The effort definetely gets my upvote.

What did you use to crawl the pages and how long did it take? Curious about your experience doing it and crawler integration with Seekstorm.

Is is possible to easilly expand the index with embeddings (vectors) and perform semantic search in parallel?

Your pricing indicates that hosting similar index as this demo would cost $500/month. Wondering what kind of infrastructure is supporting the demo? Thanks!

ps. Small quirk: https://deephn.org/?q=how+to+be+productive&filter=%7B%22hash...

First three tags seem not to be relevant to the post itself.

Crawling speed is between 100...1000 pages per second. We crawled about 4 million linked unique web pages

The pricing for an Index like DeepHN would be $99/month: While we are indexing 30 million Hacker news posts, for DeepHN we are combining a single HN story with all its comments and its linked webpage into a single SeekSorm document.
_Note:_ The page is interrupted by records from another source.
PR #644, opened 2017-02-10
[RFT]Changed to iterate through the domains in the forest.

larshg:
This doesn't use the defaultdomain from settings at all atm.

### DIFF
--- a/Bonobo.Git.Server/Helpers/ADHelper.cs
+++ b/Bonobo.Git.Server/Helpers/ADHelper.cs
@@ -1,28 +1,35 @@
 ﻿using Bonobo.Git.Server.Configuration;
 using System;
-using System.Collections.Generic;
 using System.Diagnostics;
 using System.DirectoryServices.AccountManagement;
 using System.DirectoryServices.ActiveDirectory;
-using System.Linq;
-using System.Web;
 
 namespace Bonobo.Git.Server.Helpers
 {
     public static class ADHelper
     {
-        public static bool ValidateUser(string parsedDomain, string username, string password)
+        /// <summary>
+        /// Validates the user against Active directory - will try the domain that are part of the username if present
+        /// Alternatively it tries all domains in the current forest.
+        /// </summary>
+        /// <param name="username">Username with or without domain</param>
+        /// <param name="password"></param>
+        /// <returns>True on successfull validation</returns>
+        public static bool ValidateUser(string username, string password)
         {
+            var parsedDomain = username.GetDomain();
+            string strippedUsername = username.StripDomain();
+
             Domain matchedDomain = GetDomain(parsedDomain);
-            // If a domain was present in the supplied username, try to find this first at validate against it.
+            // If a domain was present in the supplied username, try to find this first and validate against it.
             if(matchedDomain != null)
             {
-                return ValidateUser(matchedDomain, username, password);
+                return ValidateUser(matchedDomain, strippedUsername, password);
             }
             // Else try all domains in the current forest.
             foreach (Domain domain in Forest.GetCurrentForest().Domains)
             {
-                if (ValidateUser(matchedDomain, username, password))
+                if (ValidateUser(matchedDomain, strippedUsername, password))
                     return true;
             }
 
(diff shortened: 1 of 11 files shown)


willdean:
@larshg Awesome!  I don't really understand the details, but does it work OK for your setup?

On thing I think that's important about the migration is to keep going if there's a problem with one user/repo/team/whatever.   That way people might lose a single (or a few) problematic item during a migration, but they won't lose it all.  If nothing else that will make supporting them easier, because the symptoms will be better isolated.   

Do you think this meets that requirement?  I see quite a lot of try-catch with logged exceptions, so we're probably pretty good there...

larshg:
I think it needs a few more additions [here](https://github.com/jakubgarfield/Bonobo-Git-Server/blob/09014c8732bbb6628e2972fa75b423b98eba652f/Bonobo.Git.Server/Data/Update/ADBackend/UpdateADBackend.cs#L19-L40). Because if either of the 4 methods fail, we won't really know which one is buggy as the errors are not catch separately.
And as I review my on commit I can see that there is room for general improvements 🗡 

But I pushed it for now to get more review it etc.

cbaerikebc:
Hmm, this may be problematic:
`foreach (Domain domain in Forest.GetCurrentForest().Domains)
+            {
+                try
+                {
+                    using (PrincipalContext pc = new PrincipalContext(ContextType.Domain, domain.Name))
+                    {
+                        if (pc.ValidateCredentials(username, password, ContextOptions.Negotiate))
+                            return true;
+                    }
+                }`

We have multiple domains (in the same forest), but usernames are not unique across domains (e.g. there could be a user abc in 3 different domains, with different passwords etc.). Users get locked out after 3-5 invalid password attempts (depending on the domain). In the following scenario, users will get locked out of their accounts with the above method:
- Let's assume we have domains foo.local, bar.com, and xyz.net. They all have a user abc with different passwords.
- The user who's trying to authenticate is part of the xyz.net domain, but the above code may try foo and bar first.
- User xyz\abc will always authenticate successfully, but in the background each authentication attempt will increase the BadPassword counter for the other 2 users until they're locked out.

Could you pass the user-entered domain name (the part that is stripped away earlier) to this function as well, and only try to authenticate the user in domains that contain the user-entered domain name? E.g. the user authenticates as xyz\abc, so xyz is passed into this function as the domain. It should then try to authenticate the user against xyz.net, but not foo.local or bar.com.

larshg:
Thanks for the feedback @cbaerikebc. Indeed this was also something I thought about, but I have the case that I have added a additional UPN name - and other could have this too - when the login with UPN name ie. myname@mydomain.com. This UPN suffix would the not match a AD server and take a lot of time trying to connect.

But a solution could be to pass in the domain and try to see if it match any of the domains in the forest and if it does, connect to that one first. If there is no match, then try the domains found.

cbaerikebc:
Yes, that should work.

larshg:
@cbaerikebc and @willdean  I have updated it a bit.

There is only a small issue if one have several domains with same name, but various endings . ie domain.net, domain.com and only supply the username in SamAccount form ie. domain1\\user.

But I guess its really complicated to cover all scenarios?

cbaerikebc:
I think that's alright. In that case, the supplied username would no longer be unique. The only way to fix that would be to define a search order, e.g. in the web.config.

Bonobo.Git.Server/Helpers/ADHelper.cs
```diff
@@ -11,30 +11,53 @@ namespace Bonobo.Git.Server.Helpers
...
 
+        private static Domain GetDomain(string parsedDomain)
+        {
+            foreach (Domain domain in Forest.GetCurrentForest().Domains)
+            {
+                if(domain.Name.Contains(parsedDomain))
+                    return domain;
+            }
+            return null;
+        }
```
willdean: Is everywhere that calls this OK with a possible null return?   Would an empty string be better?  (I don't know, just asking!)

So that we index just 4 million SeekStorm documents.

Yes, it would be possible to expand index with embeddings (vectors) and perform semantic search. This would we an auxiliary step between crawling and indexing.

Crawling speed is between 100...1000 pages per second.

Stupid question, but you were crawling news.ycombinator.com, right?

Its robots.txt (https://news.ycombinator.com/robots.txt) contains

  Crawl-delay: 30
Why did you not follow that?

(I'm not being accusatory. I'm both curious about web crawling in general and have personally been archiving the front page and "new" every 60 seconds or so... (Obviously there's no reason for me to retrieve them more often, but my curiosity persists.))

>> you were crawling news.ycombinator.com, right?

No, for retrieving the Hacker News Posts we were using the public Hacker News API, which returns the posts in JSON format: https://github.com/HackerNews/API

The crawling speed of 100...1000 pages per second refers to crawling the external pages linked from Hacker news posts. As they are from different domains we can achieve a high crawling speed while being a polite crawler with a low crawling rate per domain.